# Task requirements
Whenever a line carries the word "ValueType", pull it out of the entries.

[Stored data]
******************************

PR #2379, opened 2022-08-01
Token naming

jacoblogan:
#### Description of changes
This pull request adds _state tokens to `Link`, `Table`, and `Pagination` and updates the theme examples to use the new state tokens.  Add filter to SD config as well as create theme to filter out values marked with the `deprecatedStateToken` flag.  Adds logic to create theme to copy over values from tokens marked with the `deprecatedStateToken` flag.

#### Checklist

- [x] PR description included
- [x] `yarn test` passes
- [x] Tests are updated


packages/ui/sd.config.ts
```diff
@@ -32,6 +32,13 @@ StyleDictionary.extend({
       files: [
         {
           destination: 'dist/theme.css',
+          // This filter function will remove any design tokens that are marked with a deprecatedStateToken flag
```
zchenwei, line 35: I do not have the entire context why we have to deprecate those state tokens without `_` and then copy them to the right buckets. I recall the generated CSS variable names should be the same because style dictionary will ignore `_`

packages/ui/sd.config.ts
```diff
@@ -32,6 +32,13 @@ StyleDictionary.extend({
...
+          filter: (token) => {
```
zchenwei, line 36: I am bit curious what would happen if we do not filter out the old tokens with `_`. Theoretically, the generated variable names should stay the same and should be fine?

packages/ui/sd.config.ts
jacoblogan: We are deprecating the old state tokens without `_` for consistency.The css variables created are the same between the state tokens with `_` and without, but when using the actual theme object it doesn't make much sense to have just a handful of state tokens not have `_` when all the rest of them do. The reason we are copying them into the new bucket is so that this isn't a breaking change, this allows us to introduce the new tokens without removing the old ones, the old tokens will be completely removed with the next major version release.

packages/ui/sd.config.ts
jacoblogan: If we don't filter them out style dicitionary will create two entries with the same variable, it doesn't actually break anything to have them both exist because they both have the same value, but this keeps the generated css a little cleaner.

packages/ui/src/theme/utils.ts
```diff
@@ -48,3 +51,93 @@ interface NameTransformProps {
...
+  }
+  return false;
+}
+
+/**
+ * This function takes in a theme object and a path array and returns the value of the design token at the end of the path or undefined if one is not found
+ */
+export function pathToValue(theme: Theme, pathArray: string[]): DesignToken {
+  let themeValue: DesignToken | PartialObjectDeep<Tokens> = theme.tokens || {};
+  pathArray.every((pathValue) => {
```
zchenwei, line 131: Do we want to guard the value `pathArray` to make sure it will never be `undefined` or `null`?

zchenwei (approved):
One more little comment! Otherwise, LGTM!

zchenwei (dismissed):

packages/ui/src/theme/__tests__/createTheme.test.ts
```diff
@@ -73,6 +73,58 @@ describe('@aws-amplify/ui', () => {
...
+                    backgroundColor: { value: '#0099ff' },
+                  },
+                },
+              },
+            },
+          },
+        });
+        const { tokens } = newTheme;
+        expect(
+          tokens.components.pagination.button._hover.backgroundColor.value
```
joebuono, line 123: What would we expect the value for `hover` to be, without the underscore?

packages/ui/src/theme/__tests__/defaultTheme.test.ts
```diff
@@ -382,8 +382,8 @@ describe('@aws-amplify/ui', () => {
         --amplify-components-image-height: auto;
         --amplify-components-image-object-fit: initial;
         --amplify-components-image-object-position: initial;
-        --amplify-components-link-active-color: var(--amplify-colors-font-active);
         --amplify-components-link-color: var(--amplify-colors-font-interactive);
+        --amplify-components-link-active-color: var(--amplify-colors-font-active);
```
joebuono, line 386: nit: Can we keep this alphabetized?

packages/ui/src/theme/__tests__/findDeprecatedStateTokens.test.ts
```diff
@@ -0,0 +1,55 @@
...
+      const expectedPaths = [
+        ['components', 'button', 'hover', 'color'],
+        ['components', 'button', 'focus', 'fontSize'],
+      ];
+      expect(pathObjects.length).toEqual(2);
+      expectedPaths.forEach((path) => {
+        const containsExpected = pathObjects.some((pathObj) => {
+          return (
+            pathObj.path.length === path.length &&
+            path.every((val, idx) => val === pathObj.path[idx])
```
joebuono, line 39: Seems like a lot of nested iterations (`forEach`, `some`, `every`). Perhaps there's a more efficient way to do this?

packages/ui/src/theme/createTheme.ts
```diff
@@ -74,6 +82,53 @@ export function createTheme(
   theme?: Theme,
   baseTheme: BaseTheme = defaultTheme
 ): WebTheme {
+  /*
+1. find path to deprecated values in baseTheme
+2. see if values exist in theme that match depricated paths from base
+3. determine undepricated path
+4. see if values in theme exist for undepricated paths
+5. if no value of undepricated exists then replace it with value of depricated
```
joebuono, line 90: typos: should be "deprecated"

packages/ui/src/theme/createTheme.ts
```diff
@@ -74,6 +82,53 @@ export function createTheme(
...
+      const targetPath = path.map((pathValue) => {
+        if (STATE_NAMES.includes(pathValue)) {
+          return `_${pathValue}`;
+        }
+        return pathValue;
+      });
+
+      //follow the path to determine if a value already exists within the theme for the non deprecated version
+      let themeValue = theme.tokens || {};
+      targetPath.every((pathValue) => {
```
joebuono, line 110: What's the need for using `every` here? Why not just `forEach`?

packages/ui/src/theme/createTheme.ts
```diff
@@ -74,6 +82,53 @@ export function createTheme(
...
+        if (themeValue[pathValue]) {
+          themeValue = themeValue[pathValue];
+          return true;
+        } else {
+          themeValue = undefined;
```
joebuono, line 115: Is this step necessary?

packages/ui/src/theme/createTheme.ts
```diff
@@ -108,6 +169,12 @@ export function createTheme(
     overrides = mergedTheme.overrides.map((override) => {
       const tokens = setupTokens(override.tokens);
       const customProperties = flattenProperties(tokens)
+        .filter((token) => {
+          if (token.deprecatedStateToken) {
+            return false;
+          }
+          return true;
+        })
```
joebuono, line 177: nit: Could be simplified to return `!token.deprecatedStateToken`

joebuono (commented):
Good work! Just some various nits, nothing blocking though

packages/ui/src/theme/__tests__/createTheme.test.ts
jacoblogan: Here we would expect the `hover` without the underscore to be `#ff9900`.  I'll update the test to demonstrate this.  What this test is attempting to demonstrate is that if both `hover` and `_hover` is passed into create theme then `_hover` will not be overwritten by `hover`.  The way the logic works out is that create theme will now filter out the tokens marked with `deprecatedStateToken` and so what we are doing is copying the values over from the deprecatedStateTokens to the `_` version.  So if only `hover` exists in the passed in theme it will copy the value over to `_hover`, if only `_hover` exists then it will do nothing, and what this test demonstrates is that if both `hover` and `_hover` are passed in then `_hover` is the value being used.

packages/ui/src/theme/__tests__/defaultTheme.test.ts
jacoblogan: this ordering is based on the design token ordering within the tokens files, we don't seem to have a hard and fast rule yet, but I would prefer to keep those key/value pairs grouped by base tokens and then states
```
{
    color: { value: '{colors.font.interactive.value}' },
   _active: {
    color: { value: '{colors.font.active.value}' },
  },
  _focus: {
    color: { value: '{colors.font.focus.value}' },
  },
  _hover: {
    color: { value: '{colors.font.hover.value}' },
  },
}
```
to alphabetize this list we would either need to rearrange the key/value pairs within the tokens files or sort the output after creating all the variables.  Personally I'd like to just keep it the way it is grouped logically even if that means the results aren't alphabetized, but what does everyone think?

packages/ui/src/theme/__tests__/findDeprecatedStateTokens.test.ts
jacoblogan: The reason I'm doing it like this is so that the test is just reliant on the output and not the ordering of it.  And since this is just a test file the data set is small and know so I think the nested iteration is acceptable, but this could also be updated to just compare the first result value with the first expected value and skip the nested iteration but then if for whatever reason the ordering of the results every changed the test would fail even though the current ordering isn't a requirement for the algorithm to be correct.

packages/ui/src/theme/createTheme.ts
jacoblogan: every just gives us an easy way to drop out of the iteration once the condition fails.

packages/ui/src/theme/createTheme.ts
jacoblogan: This step is here because we are mutating themeValue as we iterate through the loop and expecting themeValue to either be the path that was found or undefined at the end.  This same operation is more commonly done using recursive functions where you pass in the sub object to the next recursive function call instead of mutating a value as your crawl through the object, but in this case I felt the loop was easier to read and that overall the algorithm was easier to follow keeping this logic in place instead of breaking it out into a recursive function call, but I can switch this to a recursive function call if you want.

joebuono (approved):
Thanks for your explanations and changes!

packages/ui/src/theme/createTheme.ts
```diff
@@ -74,6 +82,53 @@ export function createTheme(
...
+      const path: string[] = element.path;
+      const deprecatedThemeValue = pathToValue(theme, path);
+
+      //use the deprecated path to generate the new path by replacing any state names with _{state}
+      const targetPath = path.map((pathValue) => {
+        if (STATE_NAMES.includes(pathValue)) {
+          return `_${pathValue}`;
+        }
+        return pathValue;
+      });
```
0618, line 106: How about...?
```suggestion
      const targetPath = path.map((pathValue) => `${STATE_NAMES.includes(pathValue) ? "_" : ""}${pathValue}`
```

packages/ui/src/theme/createTheme.ts
0618: How about using `find`? 

something like...

```
themeValue = targetPath.find(pathValue => themeValue[pathValue])
```

packages/ui/src/theme/createTheme.ts
```diff
@@ -74,6 +82,53 @@ export function createTheme(
...
+      let themeValue = theme.tokens || {};
+      targetPath.every((pathValue) => {
+        if (themeValue[pathValue]) {
+          themeValue = themeValue[pathValue];
+          return true;
+        } else {
+          themeValue = undefined;
+          return false;
+        }
+      });
```
0618, line 118:
```suggestion
themeValue = themeValue(targetPath.find(pathValue => themeValue[pathValue]))
```

packages/ui/src/theme/createTheme.ts
```diff
@@ -93,6 +148,12 @@ export function createTheme(
   let cssText =
     `[data-amplify-theme="${name}"] {\n` +
     flattenProperties(tokens)
+      .filter((token) => {
+        if (token.deprecatedStateToken) {
+          return false;
+        }
+        return true;
+      })
```
0618, line 156:
```suggestion
      .filter((token) => !token.deprecatedStateToken )
```

calebpollman (commented):
Left some feedback mostly abt cleaning up naming, syntax and code style, additionally:

- Might be messing context here, but is there a strong reason we need to add these underscores? 
- The proposed solution to renaming the keys in question is adding a lot of complexity to theme generation that will need to be tested and maintained. Is there a simpler approach we can take?

packages/ui/src/theme/utils.ts
```diff
@@ -48,3 +51,95 @@ interface NameTransformProps {
...
+
+export function findDeprecatedStateTokens(baseTheme: BaseTheme): pathObject[] {
+  const baseEntry = baseTheme?.tokens || {};
+  return traverse(['', baseEntry], []);
+}
+
+/**
+ * This function will recursively traverse the tokens object from a theme and return a path array to
+ * tokens with the deprecatedStateToken flag. This will later be used to match up against the passed in theme object
+ * and write State token values that are being passed in using the old deprecated state tokens.
```
0618, line 76: nit: shall we use JS docs format? https://jsdoc.app/about-getting-started.html

packages/ui/src/theme/utils.ts
```diff
@@ -48,3 +51,95 @@ interface NameTransformProps {
...
+  'focus',
+  'active',
+  'loading',
+  'disabled',
+  'visited',
+];
+
+export function findDeprecatedStateTokens(baseTheme: BaseTheme): pathObject[] {
+  const baseEntry = baseTheme?.tokens || {};
+  return traverse(['', baseEntry], []);
```
0618, line 70: question: what's the first element, empty string for? 

Can we do this?

```suggestion
  return traverse([baseEntry], []);
```

packages/ui/src/theme/utils.ts
```diff
@@ -48,3 +51,95 @@ interface NameTransformProps {
...
+}
+
+/**
+ * This function will recursively traverse the tokens object from a theme and return a path array to
+ * tokens with the deprecatedStateToken flag. This will later be used to match up against the passed in theme object
+ * and write State token values that are being passed in using the old deprecated state tokens.
+ */
+function traverse(baseEntry, existingPath: string[]): pathObject[] {
```
0618, line 78: nit: is this name too generic? What about `tranverseForDepracated`?

also, instead of `existingPath`, would it be more understandable to name it as `childrenPath`?

packages/ui/src/theme/tokens/types/designToken.ts
```diff
@@ -18,6 +18,11 @@ export function isDesignToken(arg: unknown): arg is WebDesignToken {
  */
 export type DesignToken<ValueType = any> = {
   value: ValueType;
+  /**
+   * The deprecatedStateToken flag will mark tokens that should be filtered out of the theme variable output
+   * This is being used to create duplicate state entries for those states that are not conforming to our current naming convention i.e. hover vs _hover
+   */
+  deprecatedStateToken?: boolean;
```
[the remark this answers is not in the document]
jacoblogan: I started off using just `deprecated`, but decided to switch it to `deprecatedStateToken` because there is specific logic attached to these so the idea is that this flag would only be used on `state` tokens and not just on a general token that has been deprecated (which we don't currently have/support).

packages/ui/src/theme/utils.ts
```diff
@@ -48,3 +51,95 @@ interface NameTransformProps {
...
+      }
+      if (retValue.length) {
+        return retValue;
+      } else {
+        return [];
+      }
+    }
+  }
+  return [];
+}
```
0618, line 115: How about simplify it to be something like this? 

```suggestion
function traverseForDeprecated(baseEntry, childrenPath: string[]): pathObject[] {
  let path = [...childrenPath];
  const [key, obj] = baseEntry;
  if (typeof obj === 'object' && !Array.isArray(obj)) {
    if (key) {
      path.push(key);
    }
    if (obj.value) {
      return obj.deprecatedStateToken ? [{ path }] : [];
    } else {
      return Object.entries(obj).flatMap((entry) => traverseForDeprecated(entry, path));
    }
  }
  return [];
}
```

I didn't test it. It's just an idea 😁

packages/ui/src/theme/utils.ts
0618, line 78: What's the type of `baseEntry`?

packages/ui/src/theme/utils.ts
```diff
@@ -48,3 +51,95 @@ interface NameTransformProps {
...
+    pathArray.every((pathValue) => {
+      if (themeValue[pathValue]) {
+        themeValue = themeValue[pathValue];
+        return true;
+      } else {
+        themeValue = undefined;
+        return false;
+      }
+    });
+  }
```
0618, line 141: same here. This might have potential to be simplified

reesscot (changes requested):
I have some concerns about the approach in this PR and haven't finished reviewing yet. Please don't merge yet.

jacoblogan:
Changing approach to this issue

******************************

# Result of the task
 export type DesignToken<ValueType = any> = {
   value: ValueType;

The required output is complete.